● **TASK STATEMENT**: The word "github" marks the lines to copy; find all of them in the entries below.

[[ DATA RECORDS open ]]

PR #1216, opened 2022-10-11
"Quoted terminal symbols" are now monospaced

### LINKED ISSUE #976: Replace the word "quoted" from IDL grammar section
https://heycam.github.io/webidl/#idl-grammar

>Thus, the input text “long” is tokenized as the quoted terminal symbol long rather than an identifier called "long", and “.” is tokenized as the quoted terminal symbol . rather than an other.

This is from when terminal symbols were actually quoted with `"`, and now that's not true anymore as they are just monospaced.

saschanaz:
Fixes #976

Some other candidates are there, but I think the term `monospaced` is the most intuitive when looking at the grammar:

>*CallbackOrInterfaceOrMixin* `::`
>    `callback` *CallbackRestOrInterface*
>    `interface` *InterfaceOrMixin*

It's clear which are the monospaced terminal symbols.

***
<a href="https://whatpr.org/webidl/1216.html" title="Last updated on Oct 13, 2022, 6:22 AM UTC (2bf7d7c)">Preview</a> | <a href="https://whatpr.org/webidl/1216/bc7cb7a...2bf7d7c.html" title="Last updated on Oct 13, 2022, 6:22 AM UTC (2bf7d7c)">Diff</a>

### DIFF
--- a/index.bs
+++ b/index.bs
@@ -14896,12 +14896,12 @@ text is “<span class="input">a1</span>”, it is tokenized as a single <emu-t 
 and not as a separate <emu-t class="regex"><a href="#prod-identifier">identifier</a></emu-t> and <emu-t class="regex"><a href="#prod-integer">integer</a></emu-t>.
 If the longest possible match could match one of the above named terminal symbols or
 one of the other terminal symbols from the grammar, it must be tokenized as the latter.
-Thus, the input text “<span class="input">long</span>” is tokenized as the quoted terminal symbol
+Thus, the input text “<span class="input">long</span>” is tokenized as the terminal symbol
 <emu-t>long</emu-t> rather than an <emu-t class="regex"><a href="#prod-identifier">identifier</a></emu-t> called "<code>long</code>",
-and “<span class="input">.</span>” is tokenized as the quoted terminal symbol
+and “<span class="input">.</span>” is tokenized as the terminal symbol
 <emu-t>.</emu-t> rather than an <emu-t class="regex"><a href="#prod-other">other</a></emu-t>.
 
-The IDL syntax is case sensitive, both for the quoted terminal symbols
+The IDL syntax is case sensitive, both for the monospaced terminal symbols
 used in the grammar and the values used for
 <emu-t class="regex"><a href="#prod-identifier">identifier</a></emu-t> terminals.  Thus, for
 example, the input text “<span class="input">Const</span>” is tokenized as


saschanaz:
Not sure what you mean, do you want just "terminal symbol"? I'm not sure that works...

annevk:
Yeah, why would that not work?

saschanaz:
Because "terminal symbols" does not specifically point to the symbol literals?

annevk:
But it's clear what kind of symbol literal is being discussed, no? With `long` vs an identifier whose value is "`long`". Not sure why a specific name is needed given that context.

And also, there is no actual specific name defined for them in the specification and using the style is not great from an accessibility perspective. I supposed based on that we should adjust some earlier bits in this section as well.

saschanaz:
For the upper paragraph I guess you're right, but it's less clear for "The IDL syntax is case sensitive, both for the terminal symbols used in the grammar and the values used for identifier terminals". Both are terminals, anyway...

I'd prefer removing the words from the upper paragraph and keep it for the lower one.

annevk:
They are both terminal symbols, but if you say that `long` is not an identifier "`long`" how is it unclear which terminal symbol you meant? But if we truly want to distinguish them we should give them different names. E.g., generic terminal symbols and specific terminal symbols.

saschanaz:
> but if you say that `long` is not an identifier "`long`"

That's the upper paragraph one that I agree to remove the extra words 😛

index.bs
```diff
@@ -14898,12 +14898,12 @@ text is “<span class="input">a1</span>”, it is tokenized as a single <emu-t
...
-Thus, the input text “<span class="input">long</span>” is tokenized as the quoted terminal symbol
+Thus, the input text “<span class="input">long</span>” is tokenized as the monospaced terminal symbol
 <emu-t>long</emu-t> rather than an <emu-t class="regex"><a href="#prod-identifier">identifier</a></emu-t> called "<code>long</code>",
-and “<span class="input">.</span>” is tokenized as the quoted terminal symbol
+and “<span class="input">.</span>” is tokenized as the monospaced terminal symbol
 <emu-t>.</emu-t> rather than an <emu-t class="regex"><a href="#prod-other">other</a></emu-t>.
 
-The IDL syntax is case sensitive, both for the quoted terminal symbols
+The IDL syntax is case sensitive, both for the monospaced terminal symbols
 used in the grammar and the values used for
```
annevk, line 14907: Ah I misunderstood. I thought you meant the paragraphs even earlier that also talk about fonts.

Perhaps here we can simply reuse the line from above "other terminal symbols from the grammar"?

index.bs
```diff
@@ -14898,12 +14898,12 @@ text is “<span class="input">a1</span>”, it is tokenized as a single <emu-t
...
 <emu-t class="regex"><a href="#prod-identifier">identifier</a></emu-t> terminals.  Thus, for
```
saschanaz, line 14908: Like this?

```suggestion
The IDL syntax is case sensitive, both for the the values used for
<emu-t class="regex"><a href="#prod-identifier">identifier</a></emu-t> terminals and for other terminal symbols from the grammar. Thus, for
```

There are still other terminal symbols that are not identifiers nor literals, though. 🤔

annevk: Hmm okay. I guess we can go with monospaced for now here and file a follow-up on revamping this to use better terms and not rely on styling to distinguish these?

annevk (approved):

index.bs
annevk: Filed #1217.

index.bs
```diff
@@ -14896,12 +14896,12 @@ text is “<span class="input">a1</span>”, it is tokenized as a single <emu-t
 and not as a separate <emu-t class="regex"><a href="#prod-identifier">identifier</a></emu-t> and <emu-t class="regex"><a href="#prod-integer">integer</a></emu-t>.
 If the longest possible match could match one of the above named terminal symbols or
 one of the other terminal symbols from the grammar, it must be tokenized as the latter.
-Thus, the input text “<span class="input">long</span>” is tokenized as the quoted terminal symbol
+Thus, the input text “<span class="input">long</span>” is tokenized as the terminal symbol
 <emu-t>long</emu-t> rather than an <emu-t class="regex"><a href="#prod-identifier">identifier</a></emu-t> called "<code>long</code>",
-and “<span class="input">.</span>” is tokenized as the quoted terminal symbol
+and “<span class="input">.</span>” is tokenized as the terminal symbol
```
bathos, line 14901: The example in this line is not exactly a “real” terminal symbol of the grammar. Though it’s still present as an alternative of `Other`, it’s not used elsewhere and therefore has no meaning — if it were removed, everything would stay exactly the same because  `Other` would still include it via `other`, which is also only used in `Other` and only currently _doesn’t_ include `.` it  because `Other` _does_ include it. :)

Though the example was already present, the new language seems to make this situation even more confusing and probably justifies removing the vestigial `.` and `-` alternatives of `Other`.

annevk: Wanna create a follow-up PR @bathos? :-)

bathos: Afraid I’m [unable to](https://github.com/whatwg/sg/issues/93#issuecomment-1120799691).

[[ DATA RECORDS closed ]]

● **COMPLETED TASK**:
https://heycam.github.io/webidl/#idl-grammar
bathos: Afraid I’m [unable to](https://github.com/whatwg/sg/issues/93#issuecomment-1120799691).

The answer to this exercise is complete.